I have been testing the various energy contributions computed by the C and Fortran versions of reax that are implemented within LAMMPS (REAX and USER-REAXC packages). I have two observations to share:
- I see disagreement between the two versions in the VdW energy. It seems that the C version includes the VdW inner wall term, while the Fortran version does not. If we are following Chenoweth paper that is cited in the LAMMPS documentation, then the VdW inner wall term should not be included in the equations (i.e., the Fortran version is consistent, the C version is not). If we are following another reference for this term, could you point me to the correct reference?
Chenoweth, van Duin and Goddard, Journal of Physical Chemistry A, 112, 1040-1053 (2008)

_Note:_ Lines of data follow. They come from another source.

PR #541, opened 2021-08-10
Add Keyboard Accessibility to Select Component

### LINKED ISSUE #483: Select component keyboard accessibility
## Problem
Issue #374 and PR #460 handle the ARIA configuration for Select component. However, the ARIA keyboard based actions mentioned on w3 spec is yet to be handled. 

## Proposed solution
Keyboard based actions need to be handled in Select component, as per the w3 spec.

## W3 spec
https://www.w3.org/TR/wai-aria-practices-1.1/examples/listbox/listbox-collapsible.html
https://www.w3.org/TR/wai-aria-practices-1.1/#Listbox

mr-gabe49:
Fixes #483 

- Handles the following keyboard actions: Enter, Escape, Down Arrow, and Up Arrow. 

## Checklist
 
  index.md`).
  visible errors.

<details>

```
Version 1.1

1 Letterman Drive
Suite D4700
San Francisco, CA, 94129

    indicated in the file; or

    in the file; or

    it.

```

</details>


mr-gabe49:
@pavish This current state works, but I may need feedback to make it look professional. In addition, there are two features that are not ideal. First, no list element is focused when the select list is opened. An user would have to press an up/down arrow first, for a focus to appear on a list element. Second, when an user clicks 'Enter', the select list does not disappear, even though the logic is correct. Thanks for your help!

mr-gabe49:
@pavish Take all the time you need. Let me know if I can assist you in any way.

mathesar_ui/src/components/select/Select.svelte
```diff
@@ -24,25 +24,71 @@
...
+        t += 1; 
+      }
+      if(erasedIndex >= 1){
+        let hoveredElement= document.querySelector(".hovered");
+        hoveredElement.classList.remove("hovered");
+      }
+      currentIndex = currentIndex + index; 
+      items[currentIndex].classList.add("hovered");
+      erasedIndex = 1; 
+    }
```
pavish, line 69: The algorithm to hover elements could be improved.

1. Since we are storing currentIndex, it is not essential to manipulate dom directly i.e manipulating `hovered` class.
    - Instead we can update the template to add class hovered, as follows:
      ```
       <li role='option' ... class:hovered={option[idKey] === options[currentIndex]?.[idKey]} ...>
      ```
    - We can remove all direct manipulation of dom logic that involves classList.add and classList.remove.
    - erasedIndex would not be required, when this change is done.
2. On dropdown open, the currentIndex should be set to the index of the selected item. We can dispatch an event during open/close from the dropdown for this.
3. The need for variable `t` can be avoided.

mathesar_ui/src/components/select/Select.svelte
```diff
@@ -24,25 +24,71 @@
...
+        case "ArrowUp":
+          hoveredItem(-1);
+          break;
+        case "Escape":
+          isOpen = false;
+          break;
+        case "Enter":
+          if (options.length == 0) break;
+          setValue(options[currentIndex]);
+          break;
```
pavish, line 85: * The trigger for dropdown's default behaviour for enter is to switch between open/close. i.e when enter key is pressed on the button, it toggles the state.
* Here, isOpen=false is explicitly mentioned within setValue.

When enter is clicked two things happen:
* Firstly, isOpen is set to false from within setValue.
* Then the button's default behaviour is triggered. It sees that the value for isOpen is false and then switches it to isOpen=true. So the dropdown actually closes and reopens.

It is best to not change isOpen=false when the action happens through keyDown. It should still do it for click events.

pavish (changes requested):
@mr-gabe49 
Good work! I've added a few review comments, to help stabilize this.

Apart from the comments, it is also essential to handle scrollbehaviour when scrollbar is present within the dropdown. But this can be spun off into a different issue.

Please feel free to reach me or the team on matrix if you need additional context/help over this.

mathesar_ui/src/components/select/Select.svelte
mr-gabe49: Thanks for the detailed description, it was very helpful for understanding how it works. I was able to figure how to close the dropdown with 'Enter', however, I still used isOpen = false. I also used .preventDefault to manage the scrollbehaviour.  It prevents the page from scrolling while using the arrow keys. Here is the code: 
```
case "Enter":
          e.preventDefault();
          if (options.length == 0) break;
          value = options[currentIndex];
          dispatch('change', {
            value,
          });
          isOpen = false;
          break;
```
I can try and research other ways to prevent the use of 'isOpen = false'. But will take more time. Let me know.

mathesar_ui/src/components/select/Select.svelte
mr-gabe49: I'm researching more about the dispatch event. I have access to the currentIndex and selected item in the Select component.  Couldn't I pass these variables as props down to the dropdown component?

mathesar_ui/src/components/select/Select.svelte
pavish: @mr-gabe49 I think it should be fine, if you got it to work as expected.

Regarding scroll behaviour, there are two things to consider:
1. The whole page scrolls when keydown is pressed. This can be fixed by preventDefault, as you've done.
2. When there is a scrollbar within the dropdown (if the number of elements are more), upon keydown an element which is not in view could become active. It should be made visible to the user.

Handling the 2nd point can be done separately. I would like to get this PR merged early. We can handle each specific requirement incrementally.

mathesar_ui/src/components/select/Select.svelte
pavish: It is not a good idea to pass component specific props to different components, which are independent.

The Dropdown component is designed to be used independently, it is not specific to Select, so passing these props down would an anti-pattern.

Regarding dispatching events, you can refer the Svelte docs. https://svelte.dev/docs#createEventDispatcher

You could also refer the [Modal component](https://github.com/centerofci/mathesar/blob/master/mathesar_ui/src/components/modal/Modal.svelte), in our repo. It dispatches events upon open/close of modal.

- With regards to the hydrogen bond energy, it seems that we have again deviated from the Chenoweth paper where the hydrogen bond term uses a sin4 term, rather than a sin8 term used in Chenoweth. The C version uses the sin4 term. The Fortran has both the sin4 and sin**8 terms coded, where the functional form is controlled by the lhbnew flag in reax_poten.F as written below:
2227 if (lhbnew .eq. 0) then
The lhbnew flag is set within the lammps/src/REAX/pair_reax.cpp file (ihbnew) and set to 1, indicating that the sin**4 functional form should be used. Here is the code from pair_reax.cpp:
48 cutmax = 0.0;
49 hbcut = 6.0;
50 ihbnew = 1;
51 iprune = 4;
52 ihb = 1;
53 chpot = 0;
However, when passing the variable back to the reax library, somehow it is reset back to lhbnew=0, thereby defaulting to the sin**8 functional form. Perhaps I have missed where this is set back to 0 in the LAMMPS source, but it seems that this is not the desired outcome. Could you please provide comments as to whether you observe similar behavior?